Exercise goal
Copy each line of the records below that has "floor" in it.
** Opening Available records block **
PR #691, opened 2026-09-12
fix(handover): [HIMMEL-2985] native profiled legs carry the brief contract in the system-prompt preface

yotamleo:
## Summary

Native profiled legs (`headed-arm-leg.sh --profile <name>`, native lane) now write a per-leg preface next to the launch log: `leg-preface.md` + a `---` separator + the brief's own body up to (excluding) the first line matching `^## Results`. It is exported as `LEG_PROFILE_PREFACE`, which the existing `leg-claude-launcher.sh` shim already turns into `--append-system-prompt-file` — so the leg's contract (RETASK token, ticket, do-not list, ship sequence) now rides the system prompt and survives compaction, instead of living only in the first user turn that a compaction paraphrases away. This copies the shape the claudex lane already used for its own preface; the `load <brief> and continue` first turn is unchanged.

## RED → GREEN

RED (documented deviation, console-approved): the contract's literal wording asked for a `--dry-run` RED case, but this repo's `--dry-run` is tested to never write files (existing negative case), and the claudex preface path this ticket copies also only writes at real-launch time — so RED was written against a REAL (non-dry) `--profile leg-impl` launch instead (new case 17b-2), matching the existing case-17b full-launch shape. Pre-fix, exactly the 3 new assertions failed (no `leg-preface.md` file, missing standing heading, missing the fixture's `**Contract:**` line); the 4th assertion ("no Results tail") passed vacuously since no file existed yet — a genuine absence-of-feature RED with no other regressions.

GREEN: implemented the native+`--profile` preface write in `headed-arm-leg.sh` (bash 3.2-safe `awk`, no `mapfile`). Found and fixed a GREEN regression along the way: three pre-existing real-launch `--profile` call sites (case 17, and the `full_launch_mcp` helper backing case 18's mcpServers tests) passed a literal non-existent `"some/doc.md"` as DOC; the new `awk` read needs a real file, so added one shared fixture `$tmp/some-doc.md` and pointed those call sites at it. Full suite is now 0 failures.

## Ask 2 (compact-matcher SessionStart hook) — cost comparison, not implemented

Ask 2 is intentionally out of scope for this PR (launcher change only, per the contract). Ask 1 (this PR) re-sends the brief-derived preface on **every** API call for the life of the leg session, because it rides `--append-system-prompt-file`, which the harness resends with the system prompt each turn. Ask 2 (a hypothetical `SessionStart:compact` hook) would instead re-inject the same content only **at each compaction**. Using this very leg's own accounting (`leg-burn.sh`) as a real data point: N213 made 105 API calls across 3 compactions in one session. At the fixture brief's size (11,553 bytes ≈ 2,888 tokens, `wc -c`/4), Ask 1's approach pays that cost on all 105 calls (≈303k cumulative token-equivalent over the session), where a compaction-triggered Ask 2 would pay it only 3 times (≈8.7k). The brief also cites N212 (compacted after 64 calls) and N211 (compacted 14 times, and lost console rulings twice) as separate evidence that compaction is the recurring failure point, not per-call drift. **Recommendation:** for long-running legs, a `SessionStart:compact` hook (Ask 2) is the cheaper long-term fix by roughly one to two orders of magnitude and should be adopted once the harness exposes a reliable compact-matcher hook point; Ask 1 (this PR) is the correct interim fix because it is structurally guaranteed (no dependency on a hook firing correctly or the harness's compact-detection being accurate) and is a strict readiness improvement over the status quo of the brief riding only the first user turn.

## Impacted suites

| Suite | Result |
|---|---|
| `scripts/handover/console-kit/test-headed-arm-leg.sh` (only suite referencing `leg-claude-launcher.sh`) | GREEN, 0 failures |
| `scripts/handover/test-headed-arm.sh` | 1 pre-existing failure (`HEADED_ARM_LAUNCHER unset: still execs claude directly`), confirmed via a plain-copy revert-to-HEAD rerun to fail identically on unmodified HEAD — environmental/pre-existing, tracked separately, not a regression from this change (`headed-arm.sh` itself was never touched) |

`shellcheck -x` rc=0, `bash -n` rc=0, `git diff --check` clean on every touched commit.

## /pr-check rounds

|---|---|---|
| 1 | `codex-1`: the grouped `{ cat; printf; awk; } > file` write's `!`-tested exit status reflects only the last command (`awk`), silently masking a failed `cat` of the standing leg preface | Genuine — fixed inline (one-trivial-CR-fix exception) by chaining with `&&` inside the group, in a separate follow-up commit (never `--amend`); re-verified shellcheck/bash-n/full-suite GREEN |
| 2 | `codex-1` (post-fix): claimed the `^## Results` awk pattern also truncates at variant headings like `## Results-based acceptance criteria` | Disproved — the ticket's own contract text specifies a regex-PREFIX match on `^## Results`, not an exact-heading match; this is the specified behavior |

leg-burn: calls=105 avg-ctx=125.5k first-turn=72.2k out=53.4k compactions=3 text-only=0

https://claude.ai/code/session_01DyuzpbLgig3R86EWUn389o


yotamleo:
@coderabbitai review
** Closing Available records block **
** Opening Available records block **
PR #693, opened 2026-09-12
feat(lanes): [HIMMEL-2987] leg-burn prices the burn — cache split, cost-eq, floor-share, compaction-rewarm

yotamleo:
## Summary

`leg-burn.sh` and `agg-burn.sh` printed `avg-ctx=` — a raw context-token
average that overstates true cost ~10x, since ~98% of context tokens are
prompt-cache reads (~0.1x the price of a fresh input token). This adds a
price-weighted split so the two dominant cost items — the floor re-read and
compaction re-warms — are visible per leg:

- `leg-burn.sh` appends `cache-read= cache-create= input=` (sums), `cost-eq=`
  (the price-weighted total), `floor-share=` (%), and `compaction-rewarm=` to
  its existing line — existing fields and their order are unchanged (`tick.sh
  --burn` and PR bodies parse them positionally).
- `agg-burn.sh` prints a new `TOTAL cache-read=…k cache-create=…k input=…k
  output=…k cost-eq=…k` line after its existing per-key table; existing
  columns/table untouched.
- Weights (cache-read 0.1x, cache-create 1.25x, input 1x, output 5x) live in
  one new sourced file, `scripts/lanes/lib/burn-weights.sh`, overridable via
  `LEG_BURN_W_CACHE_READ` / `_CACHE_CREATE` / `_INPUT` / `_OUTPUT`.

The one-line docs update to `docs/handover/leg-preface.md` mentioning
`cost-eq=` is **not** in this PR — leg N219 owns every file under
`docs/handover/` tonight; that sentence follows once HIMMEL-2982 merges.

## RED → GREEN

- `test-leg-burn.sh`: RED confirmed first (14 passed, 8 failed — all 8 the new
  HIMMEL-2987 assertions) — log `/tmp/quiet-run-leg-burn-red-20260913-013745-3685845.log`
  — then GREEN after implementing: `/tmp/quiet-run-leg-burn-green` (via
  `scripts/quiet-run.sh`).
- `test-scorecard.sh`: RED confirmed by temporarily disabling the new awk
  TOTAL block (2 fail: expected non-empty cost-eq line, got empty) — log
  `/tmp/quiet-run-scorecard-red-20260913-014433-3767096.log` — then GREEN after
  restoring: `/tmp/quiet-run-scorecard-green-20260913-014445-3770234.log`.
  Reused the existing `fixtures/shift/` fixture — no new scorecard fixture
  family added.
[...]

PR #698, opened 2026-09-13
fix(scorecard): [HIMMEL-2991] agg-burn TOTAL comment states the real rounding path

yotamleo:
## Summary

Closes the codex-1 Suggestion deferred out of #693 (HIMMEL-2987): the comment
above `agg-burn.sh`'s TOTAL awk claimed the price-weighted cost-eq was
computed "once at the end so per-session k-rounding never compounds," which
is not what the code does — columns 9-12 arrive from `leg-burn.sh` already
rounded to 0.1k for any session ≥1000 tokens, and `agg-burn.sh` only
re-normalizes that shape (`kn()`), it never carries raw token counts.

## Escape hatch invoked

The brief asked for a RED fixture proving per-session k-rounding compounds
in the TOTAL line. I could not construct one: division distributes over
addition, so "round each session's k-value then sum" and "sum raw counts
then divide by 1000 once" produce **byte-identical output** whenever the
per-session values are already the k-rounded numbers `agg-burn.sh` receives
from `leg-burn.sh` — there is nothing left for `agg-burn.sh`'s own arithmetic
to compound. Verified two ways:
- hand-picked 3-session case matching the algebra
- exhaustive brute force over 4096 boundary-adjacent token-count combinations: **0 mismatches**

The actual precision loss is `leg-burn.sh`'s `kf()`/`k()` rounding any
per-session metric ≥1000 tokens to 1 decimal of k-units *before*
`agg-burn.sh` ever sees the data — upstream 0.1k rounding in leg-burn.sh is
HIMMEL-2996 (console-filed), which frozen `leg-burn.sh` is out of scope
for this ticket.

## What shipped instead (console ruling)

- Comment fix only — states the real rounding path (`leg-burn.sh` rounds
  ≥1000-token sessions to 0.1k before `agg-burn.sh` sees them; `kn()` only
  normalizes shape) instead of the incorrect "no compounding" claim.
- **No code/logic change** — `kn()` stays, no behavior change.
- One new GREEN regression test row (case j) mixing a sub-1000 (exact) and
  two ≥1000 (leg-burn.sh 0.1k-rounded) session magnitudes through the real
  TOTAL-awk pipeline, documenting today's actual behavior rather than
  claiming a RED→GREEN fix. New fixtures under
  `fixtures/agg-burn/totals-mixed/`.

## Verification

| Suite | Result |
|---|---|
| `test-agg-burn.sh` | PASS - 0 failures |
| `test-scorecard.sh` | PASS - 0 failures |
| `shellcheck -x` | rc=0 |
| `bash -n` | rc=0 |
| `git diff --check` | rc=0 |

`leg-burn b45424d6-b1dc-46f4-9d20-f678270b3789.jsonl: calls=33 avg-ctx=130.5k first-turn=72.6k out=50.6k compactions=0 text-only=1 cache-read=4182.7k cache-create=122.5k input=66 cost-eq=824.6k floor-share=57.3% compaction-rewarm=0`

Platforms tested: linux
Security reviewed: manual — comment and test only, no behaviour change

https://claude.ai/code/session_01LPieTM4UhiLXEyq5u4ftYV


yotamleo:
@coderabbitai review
** Closing Available records block **
Answer box
feat(lanes): [HIMMEL-2987] leg-burn prices the burn — cache split, cost-eq, floor-share, compaction-rewarm
price-weighted split so the two dominant cost items — the floor re-read and
  (the price-weighted total), `floor-share=` (%), and `compaction-rewarm=` to
`leg-burn b45424d6-b1dc-46f4-9d20-f678270b3789.jsonl: calls=33 avg-ctx=130.5k first-turn=72.6k out=50.6k compactions=0 text-only=1 cache-read=4182.7k cache-create=122.5k input=66 cost-eq=824.6k floor-share=57.3% compaction-rewarm=0`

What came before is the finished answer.